# I think Fabian is intimidated by a certain young Slovak....



## thechriswebb (Nov 21, 2008)

Sagan Unperturbed By Cancellara Comments Ahead Of Milan-San Remo | Cyclingnews.com


----------



## LostViking (Jul 18, 2008)

thechriswebb said:


> Sagan Unperturbed By Cancellara Comments Ahead Of Milan-San Remo | Cyclingnews.com


And why wouldn't he be? Sagan is the infant terribel (French sp?) of the peloton these days. You would be a fool not to be aware of the threat posed by that certain young Slovak - especially if you have been injured and have had less than stellar results lately.
Spartacus will rally - but he is not alone in feeling a certain amount of angst when a kid comes along and shows every sign of being the next great champion of our time - hell if I were in Fabu's cycling shoes right now I'd be less than happy about facing Sagan in a one-day event. Boonen's is hurting - Sagan is just warming up. Intimidating indeed.


----------



## spookyload (Jan 30, 2004)

Everyone is speaking of him like he is a classics god. Just looked at his palamares, and I don't see a single win in a classic. Lots of placings but no wins. What does that tell me? He has no team to win. You can scrap to get placings, but it takes a team to get the wins. In his wins have you ever seen Cannondale deliver him to the line? If he can get a solid team, he will be unstoppable.


----------



## Salsa_Lover (Jul 6, 2008)

Had not had to protect Nibali in the past, he would probably had more wins and less placings.

But this year there's no Nibali to protect on his team...


----------



## weltyed (Feb 6, 2004)

Wrong read. 

Spartacus is angry that his move has been identified and kept him off the top block. This is more him airing his grievance that nobody works with him, they just hitch a ride on his locomotive. 

It's also a heads-up to all other riders. Basically, if you get in a break with me, expect to work. If you get in a break with Sagan and me, expect to work and be beaten by my motoring skills or sagans sprint. 
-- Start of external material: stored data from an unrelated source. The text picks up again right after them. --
PR #1141, opened 2024-04-21
Updating ad filter with Czech language version

AndrewNovikov:
If your version of Google is in Czech language, commercial links will not be filtered out because the word 'Sponzorováno' is missing in Ad keywords list BLACKLIST.


benbusby (approved):
Thanks!

PR #1183, opened 2024-10-07
Add ability to set custom dotenv path

tE3m:
Recently, I installed the project via `pipx` in combination with a dotenv file for the config as a  systemd service. However, the default (and hardcoded) location of the dotenv is the parent directory of the app, which makes sense if the app sits in the repo's directory. When installing with pipx though, one would need to put the dotenv file into the `site-packages` directory which doesn't seem sensible, even if harmless. As such, I thought it would make sense to allow setting a custom path to the dotenv (something like `~/.config/whoogle/whoogle.env`), which this change allows by passing .env's path to  the environment variable `WHOOGLE_DOTENV_PATH` while defaulting to the current behavior


benbusby (approved):
Looks good, thanks!

PR #1200, opened 2024-11-18
Update URL in README.md

klausagnoletti:
Updated URL pointing to how to set as default search engine so it actually works now.


benbusby (approved):
Thanks!

PR #1205, opened 2024-12-14
Reduce Docker image size by improving apk commands

PeterDaveHello:
Replace redundant apk flags `-U` and `--update` with `--no-cache` to prevent package index caching. This change unifies all apk package commands for better maintainability and smaller image size.


benbusby (approved):
Thank you!

Issue #1206, opened 2024-12-18
[BUG] Getting Sponsored results (french language)


Althior:
**Describe the bug**
Same issue as https://github.com/benbusby/whoogle-search/issues/1172, I have sponsored links showing in results. I guess there is no filtering for french sponsored links ("Sponsorisé" in french).

**To Reproduce**
1. Search anything
2. An ad could appear, always at the top

**Deployment Method**
- Docker

**Version of Whoogle Search**
- Latest build from Docker

**Desktop (please complete the following information):**
 - OS: Win10
 - Browser Firefox
 - Version 133

See example:
![389295031-8c92dbbe-0f32-4ecc-b795-b0057bf220f4](https://github.com/user-attachments/assets/a7cb71ab-b5a6-42ad-8fc3-5b291c7a9921)

Tell me if you need any information. Thank you!

TheRolfFR:
Hello fellow french compatriot, just do a PR for the same as https://github.com/benbusby/whoogle-search/commit/6924f5ce0d3987b79615079804489f03d6b2572f and add `Sponsorisé`.

FR: c'est assez simple à modifier mdr, fais juste la même chose

PR #1208, opened 2025-01-02
Update ad filter keyword for French language

Althior:
Fixes https://github.com/benbusby/whoogle-search/issues/1206


benbusby (approved):
Thank you!

PR #1212, opened 2025-01-17
Add UserAgent Options

Don-Swanson:
I've added a new config section that allows a user to choose between Lynx (The current workaround), Random (The Original method), or the ability to enter a custom User Agent String (in the event that Google decides to play whack-a-mole and kill the Lynx workaround, it's easier to choose a different user agent instead of rebuilding)

### DIFF
--- a/app/request.py
+++ b/app/request.py
@@ -78,7 +78,6 @@ def gen_user_agent(config, is_mobile) -> str:
 
     # If using custom user agent, return the custom string
     if config.user_agent == 'custom' and config.custom_user_agent:
-        print(f"Using custom user agent: {config.custom_user_agent}")  # Debug log
         return config.custom_user_agent
     
     # If using Lynx user agent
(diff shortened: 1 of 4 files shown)


app/request.py
```diff
@@ -198,24 +196,23 @@ def __init__(self, normal_ua, root_path, config: Config):
...
         send_tor_signal(Signal.HEARTBEAT)
 
-        self.language = (
-            config.lang_search if config.lang_search else ''
-        )
-
+        self.language = config.lang_search if config.lang_search else ''
         self.country = config.country if config.country else ''
-
+
```
xatier, line 201: nit: whitespace

benbusby (approved):
Thank you for looking into this, very much appreciated. I made a small change to include the link to the User Agent wiki page I just created, and removed some whitespace the other reviewer mentioned.

Issue #1230, opened 2025-06-04
[BUG] setting the alt reddit link to old.reddit.com causes the url to change to old.old.old.old.old. etc


RoyalOughtness:
**Describe the bug**

![Image](https://github.com/user-attachments/assets/4cdbf48e-abe8-45d7-a29d-abafba2242c5)

**To Reproduce**
1. Set WHOOGLE_ALT_RD=old.reddit.com
2. Search for something that results in a reddit link
3. click the link
4. observe that the url is https://old.old.old.old.old.old.old.old.old.old.reddit.com instead of https://old.reddit.com

**Deployment Method**
- [ ] Heroku (one-click deploy)
- [x] Docker
- [ ] `run` executable
- [ ] pip/pipx
- [ ] Other: [describe setup]

**Version of Whoogle Search**
- [ ] Latest build from [source] (i.e. GitHub, Docker Hub, pip, etc)
- [x] Version 0.9.3
- [ ] Not sure

allandiegoasilva:
@RoyalOughtness  Thanks for sharing your docker-compose.
I recommend simplifying the setup for initial testing — try running it without Traefik first to reduce variables and confirm the core functionality.
Once it's working properly, you can reintroduce Traefik and test the integration step-by-step.

Thank you,
Allan

Don-Swanson:
This has been incorporated into the Beta release: https://github.com/benbusby/whoogle-search/releases/tag/v1.0.0-beta

Please provide feedback if this is now resolved in beta.

PR #1235, opened 2025-07-16
fix: several bugs affecting alt links

RoyalOughtness:
This fixes a number of bugs:

1. This bug, https://github.com/benbusby/whoogle-search/issues/1230, where the subdomain is repeatedly reapplied to the same link. This was fixed by exiting the loop if the alt link is already present in the link. However, this is actually the symptom of a broader redundancy in the code: this loop [here](https://github.com/benbusby/whoogle-search/blob/main/app/filter.py#L652) calls get_site_alt for each link on the page, but then get_site_alt loops over all the site alts again [here](https://github.com/benbusby/whoogle-search/blob/main/app/utils/results.py#L198). In effect, this means the following is taking place:

```
foreach site alt
  foreach link
    foreach site alt
```

A broader refactor is needed to remove this redundancy/inefficiency. However, this PR contains the "exit if alt link is already present in the link" statement which is a working bandaid.

2. Adds edge case handling for simple.wikipedia.org which breaks if the provided alt link is a specific language of wikipedia.org

3. Fixes the link_desc field so that prefixes aren't ignored. Otherwise, we end up with link_descs like "www.https://old.reddit.com"

### DIFF
--- a/app/filter.py
+++ b/app/filter.py
@@ -1,5 +1,4 @@
 import cssutils
-from app.utils.misc import SKIP_PREFIX
 from bs4 import BeautifulSoup
 from bs4.element import ResultSet, Tag
 from cryptography.fernet import Fernet
--- a/app/utils/misc.py
+++ b/app/utils/misc.py
@@ -11,8 +11,6 @@ from bs4 import BeautifulSoup as bsoup
 from cryptography.fernet import Fernet
 from flask import Request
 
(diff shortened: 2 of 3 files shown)


Don-Swanson:
Closing in favor of https://github.com/benbusby/whoogle-search/releases/tag/v1.0.0-beta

It's also setting fanspectations, as well as going on the excuse offensive.


----------



## LostViking (Jul 18, 2008)

I don't think Sagan was held back by his team last year - seems he attacked a lot and featured well in most races - I suspect it"s more about maturity and just increasing strength and endurance.

Also, I suspect we are in a transitional stage - a generational shift with a new crop of younger stronger riders emerging and eclipsing the veterans. Spartacus has been covered and his wheel stuck to like crazy glue since he went on his classics rampage - it's to be expected - always happens to the most feared riders.
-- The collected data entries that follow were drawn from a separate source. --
PR #1237, opened 2025-08-23
Added a parsable JSON endpoint for results

### LINKED ISSUE #607: [FEATURE] Add a parsable (JSON or XML) endpoint for results

Current the `/search` endpoint returns a HTML file to display the results. This works well for UI users, which might be the first use case of Whoogle. But it's hard for programmatic use cases, as it requires parsing HTML.

I propose to add a new `/search.{json|xml}` endpoint to return the same results in a structured format: JSON or XML

### Idea 1: JSON

A `/search.json?q=%s` endpoint which would search results as JSON.

I don't think there's a standard JSON format to use, but we could take inspiration for https://zenserp.com/ or https://serpapi.com/.

### Idea 2: OpenSearch XML format

This project already uses opensearch, so we could leverage the same standard's response XML: https://github.com/dewitt/opensearch/blob/master/opensearch-1-1-draft-6.md#opensearch-response-elements

**Additional context**

I have a personal preference for JSON, as it seems to be today's web standard for APIs.

Adding parsable results would allow integration with various projects, via API (e.g. Zapier, Integromat), RSS or simple scripts. Some use cases include:
- keyword monitoring
- market research
- build a voice assistant
- and the imagination of the community

VeryUsual:
Fixes #607

### DIFF
--- a/app/routes.py
+++ b/app/routes.py
@@ -29,7 +29,6 @@ from app.utils.results import bold_search_terms,\
     add_currency_card, check_currency, get_tabs_content
 from app.utils.search import Search, needs_https, has_captcha
 from app.utils.session import valid_user_session
-from app.models.g_classes import GClasses
 from bs4 import BeautifulSoup as bsoup
 from flask import jsonify, make_response, request, redirect, render_template, \
     send_file, session, url_for, g


Don-Swanson:
@ProgramminCat 
The PR adds from app.models.g_classes import GClasses but never uses it in the code, is your implementation complete?

ProgramminCat:
Yes, my implementation is complete. I probably just used it before than stopped using it but never removed the import.

Don-Swanson:
In review and testing, I've noticed that the JSON endpoint doesn't follow the same Content Filtering and URL Sanitization (Anonymization) as the regular search results. To ensure that you receive similar results and outputs as what is provided via the UI, these should be implemented here as well. 

This is great progress though. A potential alternative that might be easier to implement and less work would be instead of parsing raw HTML, consider modifying the regular search endpoint to detect JSON requests (Accept: application/json). Then use the same filtered results but returning them in JSON format. This would ensure identical security measures for both results.

Don-Swanson:
Closing in favor of https://github.com/benbusby/whoogle-search/releases/tag/v1.0.0-beta

PR #214, opened 2022-07-11
Change format when referring to coordinates

iuryt:


kburns:
Thanks for finding the typo! I think it's better to leave the coordinates in plain text rather than latex here, though, because the compound names like `kx` and `nz` don't render well in latex.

Sagan may not have the long list of wins of a veteran, but he has all the hallmarks of becoming one of the top riders of his generation. People would clamp on to his wheel as well - if only they could keep up!


----------



## weltyed (Feb 6, 2004)

LostViking said:


> Also, I suspect we are in a transitional stage - a generational shift with a new crop of younger stronger riders emerging and eclipsing the veterans. Spartacus has been covered and his wheel stuck to like crazy glue since he went on his classics rampage - it's to be expected - always happens to the most feared riders.
> 
> Sagan may not have the long list of wins of a veteran, but he has all the hallmarks of becoming one of the top riders of his generation. People would clamp on to his wheel as well - if only they could keep up!


/\this.

just like the new qb and offensive schemes in the nfl.


----------



## davidka (Dec 12, 2001)

Fabian's comments worked. Sagan did a lot of work in the finale. Fabian himself was not quite able to take advantage but I bet Gerald Coileck is pretty happy about it.


----------



## dnice (Jul 12, 2012)

davidka said:


> Fabian's comments worked. Sagan did a lot of work in the finale. Fabian himself was not quite able to take advantage but I bet Gerald Coileck is pretty happy about it.
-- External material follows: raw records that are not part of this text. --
Issue #218, opened 2022-07-21
Support subproblem selection in LBVP


kburns:
In some cases, we might want to solve LBVPs only over certain subproblems, as we do for EVPs. It would be nice to be able to to do this and add lazy construction of the LBVP matrices, as for EVPs.

kburns:
Closed with #222.

PR #222, opened 2022-08-17
Solver optimizations and cleanup

kburns:
This PR includes a few solver optimizations, including:
* Combining matvecs for the subsystems in the same subproblem
* Combining linear solvers for the subsystems in the same subproblem

and a lot of solver class cleanup and rounding out a few features, including:
* Adding v2-style left eigenvector support the sparse EVP
* Adding `rebuild_matrices` options to the LBVP/EVP to support on-the-fly field NCC modifications
* Allowing you to specify specific subsystems for the LBVP like for the EVP (addressing #218).

It would be nice to add some left eigenvector tests / examples.

### DIFF
--- a/dedalus/core/problems.py
+++ b/dedalus/core/problems.py
@@ -1,27 +1,15 @@
-"""
-Classes for representing systems of equations.
+"""Classes for representing systems of equations."""
 
-"""
-
-from collections import OrderedDict
 import numpy as np
-from mpi4py import MPI
-from functools import reduce
 from collections import ChainMap
 
-from . import field
 from .field import Operand, Field
-from . import future
 from . import arithmetic
 from . import operators
 from . import solvers
 from ..tools import parsing
-from ..tools.cache import CachedAttribute
 from ..tools.general import unify_attributes
-from ..tools.exceptions import SymbolicParsingError
 from ..tools.exceptions import UnsupportedEquationError
-
-from ..tools.config import config
 
 import logging
 logger = logging.getLogger(__name__.split('.')[-1])
@@ -45,104 +33,8 @@ parseables.update({name: getattr(arithmetic, name) for name in arithmetic.__all_
 parseables.update(arithmetic.aliases)
 
 
-class Namespace(OrderedDict):
-    """Class ensuring a conflict-free namespace for parsing."""
-
-    __slots__ = 'allow_overwrites'
-
-    def __init__(self):
-        super().__init__()
-        self.allow_overwrites = True
-
-    def __setitem__(self, key, value):
-        if key in self:
-            if not self.allow_overwrites:
-                raise SymbolicParsingError("Name '{}' is used multiple times.".format(key))
-        else:
-            if not key.isidentifier():
-                raise SymbolicParsingError("Name '{}' is not a valid identifier.".format(key))
-        super().__setitem__(key, value)
-
-    def copy(self):
-        """Copy entire namespace."""
-        copy = Namespace()
-        copy.update(self)
-        copy.allow_overwrites = self.allow_overwrites
-        return copy
-
-    def add_substitutions(self, substitutions):
-        """Parse substitutions in current namespace before adding to self."""
-        for call, result in substitutions.items():
-            # Convert function calls to lambda expressions
-            head, func = parsing.lambdify_functions(call, result)
-            # Evaluate in current namespace
-            self[head] = eval(func, self)
-
-
-# class Equation:
-
-#     def __init__(self, eq_string, condition):
-#         self.eq_string = eq_string
-#         self.condition = condition
-
-#         self.LHS_string
-#         self.RHS_string
-#         self.LHS_object
-#         self.RHS_object
-
-
-    # @property
-    # def bases(self):
-    #     return self.LHS.bases
-
-    # @property
-    # def subdomain(self):
-    #     return self.LHS.subdomain
-
-    # @property
-    # def separability(self):
-    #     return self.LHS.separability
-
-    # def check_condition(self, group_dict):
-    #     pass
-
-
-
 class ProblemBase:
-    """
-    Base class for problems consisting of a system of PDEs, constraints, and
-    boundary conditions.
-
-    Parameters
-    ----------
-    domain : domain object
-        Problem domain
-    variables : list of str
-        List of variable names, e.g. ['u', 'v', 'w']
-
-    Attributes
-    ----------
-    parameters : OrderedDict
-        External parameters used in the equations, and held constant during integration.
-    substitutions : OrderedDict
-        String-substitutions to be used in parsing.
-
-    Notes
-    -----
-    Equations are entered as strings of the form "LHS = RHS", where the
-    left-hand side contains terms that are linear in the dependent variables
-    (and will be parsed into a sparse matrix system), and the right-hand side
-    contains terms that are non-linear (and will be parsed into operator trees).
-
-    The specified axes (from domain), variables, parameters, and substitutions
-    are recognized by the parser, along with the built-in operators, which
-    include spatial derivatives (of the form "dx()" for an axis named "x") and
-    basic mathematical operators (trigonometric and logarithmic).
-
-    The LHS terms must be linear in the specified variables and first-order in
-    coupled derivatives.
-
-    """
+    """Base class for all problem types."""
 
     def __init__(self, variables, namespace=None):
         self.variables = variables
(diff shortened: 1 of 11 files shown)


kburns:
Added big clean up of the problem classes, including adding back in all equation condition checking and sensible error messages when problems are detected.

dedalus/core/problems.py
```diff
@@ -45,281 +33,134 @@
...
 
     def __init__(self, variables, namespace=None):
         self.variables = variables
         self.LHS_variables = variables
         self.dist = unify_attributes(variables, 'dist')
         self.equations = self.eqs = []
         # Build namespace via chainmap to react to upstream changes
-        # Priority: local dict, specified namespace, parseables
+        # Priority: local namespace, external namespace, parseables
+        self.local_namespace = {}
```
lecoanet, line 46: Why do we make a local_namespace? Is this so someone could modify this after the problem instantiation? I don't see this used anywhere right now.

lecoanet:
Should we rewrite the RBC EVP example to use the rebuild_matrices? It is a bit complicated because kx isn't a parameter, it is part of the field. Maybe we could make it a 1D problem and define a custom grad operator? Sounds unnecessarily complicated....

dedalus/core/problems.py
kburns: This is so that you can directly add things to the namespace after instantiating the problem without polluting locals, i.e. `problem.namespace['a'] = A` will make `a` available for equation parsing, but won't create/change `a` in the script namespace.

kburns:
Yeah it would be great to have a better way to handle that eventually.  Maybe once we have domain remapping / metric tensors implemented, you could just modify the horizontal stretching parametrically and rebuild matrices.  But for now this is probably the cleanest thing besides writing the equations scalar/component style like in v2.

lecoanet:
I tested performance on an Nr=256, Lmax=127 problem on Pleiades with 1024 cores (mesh=[32, 32]). There is some run-to-run variability which I think is due to differences in parallel transpose times. The new PR does not affect performance within the run-to-run variability. However, I looked at how much time is actually spent on the matrix solve and the csr_matvec/csr_matvecs. I measured these relative to the amount of time spent on attempt_tasks, which I think should be fairly consistent across simulations because it does not depend on the transpose timings.

The new matrix solves are very slightly faster, by about 2%. That's to say that if before the solves were 3% of the simulation time, now they are 2.94% of the simulation time. However, the new csr_matvecs are more robustly slower, by about 30%. They've gone from ~1.5% of the simulation time to ~1.95% of the simulation time. Overall, the simulations are slower with the changes made in this PR.

dedalus/core/solvers.py
```diff
@@ -513,7 +516,7 @@ def __init__(self, problem, timestepper, enforce_real_cadence=100, warmup_iterat
         # Initialize timestepper
         self.timestepper = timestepper(self)
         # Attributes
-        self.sim_time = self.initial_sim_time = 0  # TODO: allow picking up from current problem sim time?
+        self.sim_time = self.initial_sim_time = problem.time['g'].ravel()[0]
```
lecoanet, line 519: This doesn't work in parallel.

lecoanet:
More confusion on performance... I tried testing the internally heated convection problem on 4 cores on my laptop. There it seems like the new solves are faster by ~15% and csr_matvecs are faster by a factor of 2. However, running the problem on the PR is consistently slower (by 0.5%) than on master. Digging down, I noticed a big difference in the amount of time spent in "concatenate" call on increment_group and decrement_group. On master, this takes 4.79% of the simulation time, whereas on the PR it takes 12.79% of the simulation time. The weird thing is there doesn't seem to be any difference in concatenate timing on Pleiades. Could there be something about data allocation/ordering in the new gather/scatter that makes the concatenate call on increment_group and decrement_group slower?

dedalus/core/solvers.py
kburns: Fixed

kburns:
I'm not sure, maybe it's interacting with load balancing in some strange way? Those methods are directly concatenating all local data, not going through the subsystem/subproblem gather or scatter interfaces.

lecoanet:
I've now also tested performance on my desktop (mac studio with new mac chip). On the internally heated convection problem (on 4 cores), I find the new csr_matvecs are _faster_ than the implementation on master by ~x2, similar to my laptop. The solves are about the same speed. Overall the simulation seems to be ~3% faster on the PR, although there is some run-to-run variability. I also tested the 2D rayleigh benard problem (on 4 cores). There I found the csr_matvecs are _slower_ than the implementation on master by ~x2; the solves are similar. Mostly due to the slow matvecs's, the 2D RBC on the PR were 15% slower than on master.

To summarize the results of these various tests: It seems like the new matrix solves are similar in performance to the old matrix solves. The new matvecs's are sometimes much faster, sometimes much slower than the old ones. If we want to improve performance, I would suggest that we make a configuration option where the user can choose whether to use individual matvec's for each subsystem, or do one big matvecs for the whole subproblem.

kburns:
Seems very non-reproducible. On my mac laptop, the 2D RBC example is 15% faster on the PR than on master, entirely because csr_matvecs is 3x faster than csr_matvec.

dedalus/core/problems.py
```diff
@@ -329,201 +170,165 @@ def _build_matrix_expressions(self, eqn):
...
 
-    @CachedAttribute
-    def namespace_additions(self):
-        """Build namespace for problem parsing."""
-        # Variable perturbations
-        self.perturbations = [Field(bases=var.bases, name='δ'+var.name, dtype=var.dtype) for var in self.variables]
-        return {pert.name: pert for pert in self.perturbations}
+    def _check_equation_conditions(self, eqn):
+        """Check equation conditions."""
+        # No conditions
```
lecoanet, line 231: Do we need to check linearity of LHS?

lecoanet: Maybe also domain containment?

dedalus/core/solvers.py
```diff
@@ -144,99 +138,112 @@ class EigenvalueSolver(SolverBase):
...
-
+        subproblem : Subproblem object
+            Subproblem for which to solve the EVP.
+        rebuild_matrices : bool, optional
+            Rebuild LHS matrices if coefficients have changed (default: False).
+        left : bool, optional
+            Solve for the left eigenvectors of the system in addition to the
+            right eigenvectors. The left eigenvectors are the right eigenvectors
+            of the conjugate-transposed problem. Follows same definition described
+            in scipy.linalg.eig documentation (default: False).
```
lecoanet, line 180: Should we mention we're multiplying by -M? I don't think that is part of the scipy.linalg.eig documentation.

dedalus/core/problems.py
kburns: We don't need them since the current NLBVP setup takes `LHS = RHS` and converts it to a straight nonlinear root-finding using both sides: `H(X) = LHS - RHS = 0`, so there's no restrictions on LHS vs RHS.

lecoanet:
On Pleiades, the 2D RBC problem on 4 cores is ~5% faster on master than on the PR. I think most of the difference is csr_matvecs takes 50% more time on the PR. I don't have any evidence that the performance is non-reproducible, but it does seem to be different on different problems and different machines. For many of the cases I've tested, it seems to make things slower, so I don't think we should remove the old implementation from the code.

kburns:
Can you tell from your examples if the speed differences are in the `_sparsetools.csr_matvec(s)` or just `array.csr_matvec(s)`?  If the former, then I think we can just put the fallback option inside of `array.csr_matvecs` so we don't have to pollute all the solver/timestepper code with extra subsystem loops.

lecoanet (commented):
I've gone through the PR and it looks good. The error messages around equation entry are now much more expressive!! There is still an opaque error message that can come up: when you accidentally add a scalar to a vector. You get an error saying "ValueError: Objects are not all equal." which may be hard to interpret. I guess it is not specifically an issue with equation entry, as it can happen when you form any expression. But I think it would be useful to make this clearer. Otherwise I think it is good to merge after we resolve the performance issues with the matvec's.

lecoanet:
The speed differences appear to be in _sparsetools.csr_matvec(s). I think you're right that putting the options in array.csr_matvecs might be a good solution.

kburns:
@lecoanet does it look like this config option enough to get the pre-PR performance on your machines?

lecoanet:
I tested the 2D RBC problem on Pleiades with 4 cores. Before the _sparsetools.csr_matvecs was spending ~50% more time than the _sparsetools.csr_matvec calls on the master branch, but the time spent in array's csr_matvec(s) calls were similar. With SPLIT_CSR_MATVECS = True, the same amount of time is spent in _sparetools.csr_matvec as on master, but now significantly more time in spent in array's csr_matvec. Overall, the extra time spent in array means that slightly more time is spent on the matvec's with SPLIT_CSR_MATVECS = True. That means the matvec's are still ~50% slower on the PR than on master, even when using the configuration option. I can check to see if it helps things at all on my desktop when I get back to Chicago in a couple of weeks.

kburns:
Do you mean array.csr_matvecs? With SPLIT_CSR_MATVECS on the PR, array.csr_matvec shouldn't be called at all, it should directly call _sparsetools.csr_matvec from array.csr_matvecs.

kburns:
Also what does the difference in overall runtimes (without profiling) look like now?  The differences between master and with/without splitting on the branch are now lower than the run-to-run variations on both my linux desktop and the flatiron clusters.

kburns:
I think we should just merge this in for now since we have the config option, and there's lots of other nice API things we'd like to continue building on, but happy to work on more performance analysis and any necessary fixes in another PR.

jsoishi:
+1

exactly right! fabian played the card that gave him the best possibility of defeating sagan...and it almost worked.


----------



## Local Hero (Jul 8, 2010)

Looks like Spartacus tried his hand as a wheelsucker and still couldn't beat Sagan.


----------



## davidka (Dec 12, 2001)

Local Hero said:


> Looks like Spartacus tried his hand as a wheelsucker and still couldn't beat Sagan.


He made a move on the Poggio and Sagan covered it. Sagan made a move and Fabian covered it. Hardly wheel sucker stuff. Fabian going 2nd and 3rd on a day like this is hardly a failure.


----------



## T0mi (Mar 2, 2011)

LostViking said:


> Sagan is the infant terribel (French sp?) of the peloton these days.


enfant terrible


----------



## new2rd (Aug 8, 2010)

It almost always sucks being first loser, but in those conditions after a long day that must suck. Being a marked rider makes it almost impossible to win in yesterdays senario, no one is going to give Sagan a chance to rest behind a wheel. As far as Cannondale not having a team to get him up there, I'm not sure I agree. Besides Sky showing superhuman strength, Cannondale has been working for the start of the gun when Sagan is favored. A few hours of work keeping him safe before they leave him near the front. Not bad if you ask me.


----------



## Fireform (Dec 15, 2005)

Sagan made a simple mistake in jumping for the line too early--that's on him, not his team. Too bad for him, but he will learn from it. Everyone in that front bunch rode a heroic race.


----------



## atpjunkie (Mar 23, 2002)

he's young. these errors in judgement (jumping to early) will decrease over time


----------



## Bill2 (Oct 14, 2007)

Fireform said:


> Sagan made a simple mistake in jumping for the line too early--that's on him, not his team. Too bad for him, but he will learn from it. Everyone in that front bunch rode a heroic race.


Absolutely


----------



## Chainstay (Mar 13, 2004)

Fireform said:


> Sagan made a simple mistake in jumping for the line too early--that's on him, not his team. Too bad for him, but he will learn from it. Everyone in that front bunch rode a heroic race.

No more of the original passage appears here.